LANL Advancing Gender Equality

Los Alamos National Laboratory Commits To Advancing Gender Equality In Nuclear Policy

https://www.ladailypost.com/content/los-alamos-national-laboratory-commits-advancing-gender-equality-nuclear-policy

33 comments:

Anonymous said...

If women had run Rocky Flats or Hanford, they wouldn't be the toxic wastelands they are today. Let's face it, us guys can't seem to get our beer cans in the trash or our dirty clothes in the hamper, or keep our plutonium out of the air ducts.

Anonymous said...

"If women had run Rocky Flats or Hanford, they wouldn't be the toxic wastelands they are today. Let's face it, us guys can't seem to get our beer cans in the trash or our dirty clothes in the hamper, or keep our plutonium out of the air ducts.

11/21/2019 8:08 PM"

Good point however why would women want men in their bathroom.

Anonymous said...

OK, lets make "gender equality" in hiring very sensitive national security people the main concern. What a joke. How about merit, experience,and expertise??

Anonymous said...

"How about merit, experience,and expertise??"

How do you define merit? Do you want a bunch of wanna be professors at NNSA labs that want do research? I think not. There is no way to judge merit, expertise or experience. They have no meaning and if you say they do than are not relevant.

Ok joking aside, how does merit mean anything at the current labs? At LANL it is non stop hiring and merit has nothing to do with it.

Anonymous said...

In science, "merit" means what it always has. if you don't know what that is, do a little research (hah!).

Anonymous said...

Don’t confuse Communists with discussions of “merit”. Merit destroyed their last four experiments.

Anonymous said...

11/24/2019 9:15 AM

Yeah, point taken. I just thought "confusing" him was better than screaming at him, which is what I felt like.

Anonymous said...


The idea of communism is liberating it creates collective spirit to build a better world. Well at least that is what young people are saying. Communism is making a big comeback with our younger folks, so maybe the "fifth" experiment will work.

Anonymous said...

Communism work? Not likely. Just more mass killing.

Anonymous said...

How in the world did communism get mixed up with gender equality? Only in the blogosphere could such obtuse reasoning be possible! Might as well carry on -- by such logic, gender inequality equates to fascism, and should be rooted out as an existential threat to democracy!

Anonymous said...

The issue of diversity goals versus merit is the topic. "Communism" is just a word that pushes some people's auto-replay button to trigger their canned response.
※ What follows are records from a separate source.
PR #188, opened 2024-05-12
Fix intermittent failures with CI build and clean up

sirhcel:
There were recently a lot of hiccups with installing rustup for Windows in CI. For example [here](https://github.com/serialport/serialport-rs/actions/runs/9051912721/attempts/4). This PR switches to a current and actively maintained action for installing the Rust toolchain.

The previous issues were intermittent and could be overcome by trying several times. But let's have a less dicey way for running CI checks. This PR also includes cleaning up warnings from issues with outdated configuration and actions.


eldruin (approved):
Thank you!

Populating a highly important scientific and technical nuclear weapon organization based on gender diversity rather than merit is a huge national security mistake.

scooby said...

Thank you 11/29/2019 2:41 PM!
Your contribution is the most intelligent and relevant I have seen in a while!

Anonymous said...

The problem I sense here is the notion that women could not possibly be as good as men. (The last 2 posts definitely imply that.) I acknowledge that LANL has not always had the best and brightest women but the same can definitely be said of the men at LANL. So long as women are seen as just unqualified diversity hires, they won’t be the best and brightest. Why would truly talented women want to work in that atmosphere? For LANL it is a self-fulfilling prophecy. The way LANL has gotten many of their best women is by hiring couples. As 2 jobs are difficult to find at high skill levels at the same place, this is where LANL’s size can work to its advantage and make it possible to bring in 2 really good people. Unfortunately the woman will quickly find that she will be suspected of being just a diversity hire or a beneficiary of nepotism. I can’t really see such an organization achieving a real measure of gender equality until the idea that women are just as smart as men takes hold. Not lip service, the actual knowledge that there are women who can do whatever job as well as or better than men and I don’t just mean admin jobs.

Anonymous said...

"11/30/2019 11:02 PM"

I agree with what you are saying, however what motivation does LANL have in hiring the best and brightest and what possible metric could be used? The metrics used in academics and industry are simply not used at LANL. We cannot hire excellence in academics because these are wanna be professors who will want to dedicate some portion of their time to academic or cutting edge research and LANL is simply no longer interested in this and sees no value in it. They cannot hire people who could be excellence in industry because the people want to make products and and have an impact. LANL has no interests in work for others, and think any sort tech it needs can simply be done elsewhere. So what we have left is that LANL simply hires willy-nilly and whatever which leads to the bizarre random distribution of skill sets that lab has which range from outstanding to absolutely bottom of the barrel. As long as money is coming and people are hired to dissipate the money than everything is fine. LANL has been a decline for some time it is now known in the outside that this not a place to go if you are a top talent.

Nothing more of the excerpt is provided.